Ces paramètres sont :

  • la localisation ;
  • l’importance de la déformation dans les trois plans de l’espace ;
  • l’étiologie ;
  • le profil évolutif de la déformation au cours de la croissance.

En période de croissance, l’indication opératoire est posée devant une aggravation que les autres traitements ne contrôlent pas. En fin de croissance ou presque (cartilage en Y fermés), la chirurgie n’est pas urgente et nécessite de prendre en compte l’état fonctionnel, respiratoire, la demande esthétique éventuelle.

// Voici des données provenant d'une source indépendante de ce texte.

PR #1055, opened 2023-04-09
Add OpenTelemetry tracing

electrum:


http-client/src/main/java/io/airlift/http/client/jetty/JettyHttpClient.java
```diff
@@ -1017,9 +1023,26 @@ static void recordRequestComplete(RequestStats requestStats, Request request, lo
...
+                requestBytes,
                 response.getBytesRead(),
                 requestProcessingTime,
                 responseProcessingTime);
     }
+
+    private static class RequestSizeListener
+            implements org.eclipse.jetty.client.api.Request.ContentListener
+    {
+        private long bytes;
```
dain, line 1121: Is this the correct thread safety for a content listener callback?

http-client/src/main/java/io/airlift/http/client/jetty/JettyHttpClient.java
```diff
@@ -686,6 +749,29 @@ private Request applyRequestFilters(Request request)
...
+    {
+        String method = request.getMethod().toUpperCase(ENGLISH);
+        return request.getSpanBuilder()
+                .orElseGet(() -> tracer.spanBuilder(name + " " + method))
+                .setSpanKind(SpanKind.CLIENT)
+                .setAttribute(CLIENT_NAME, name)
+                .setAttribute(SemanticAttributes.HTTP_URL, request.getUri().toString())
+                .setAttribute(SemanticAttributes.HTTP_METHOD, method)
+                .setAttribute(SemanticAttributes.NET_PEER_NAME, request.getUri().getHost())
+                .setAttribute(SemanticAttributes.NET_PEER_PORT, (long) request.getUri().getPort())
```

Elle a un caractère préventif pour que le vieillissement de la colonne vertébrale se fasse dans les meilleures conditions.

Pour cela, il faut connaître l’évolution naturelle des scolioses à l’âge adulte. Il a été trop longtemps dit que les scolioses n’évoluent pas à l’âge adulte, ce qui est faux pour nombre d’entre elles. On peut considérer qu’en moyenne, l’aggravation est d’un degré par an. Tout ceci bien sûr va se compliquer de lésions arthrosiques et éventuellement d’un état général moins favorable à un programme chirurgical de plus en plus lourd. Rappelons la courbe d’évolutivité des scolioses établie par Mme Duval-Beaupère, qui montre clairement que la période d’aggravation maximale se situe durant la puberté.

Il est donc essentiel d’apprécier au mieux la maturation osseuse, grâce à une radiographie du bassin de face qui visualise la fermeture des cartilages en Y (cartilage de croissance de l’acetabulum). Cela autorise alors une chirurgie sans risque de dégradation par croissance antérieure (effet vilebrequin) et permet également d’apprécier le test de Risser (ossification de la crête iliaque).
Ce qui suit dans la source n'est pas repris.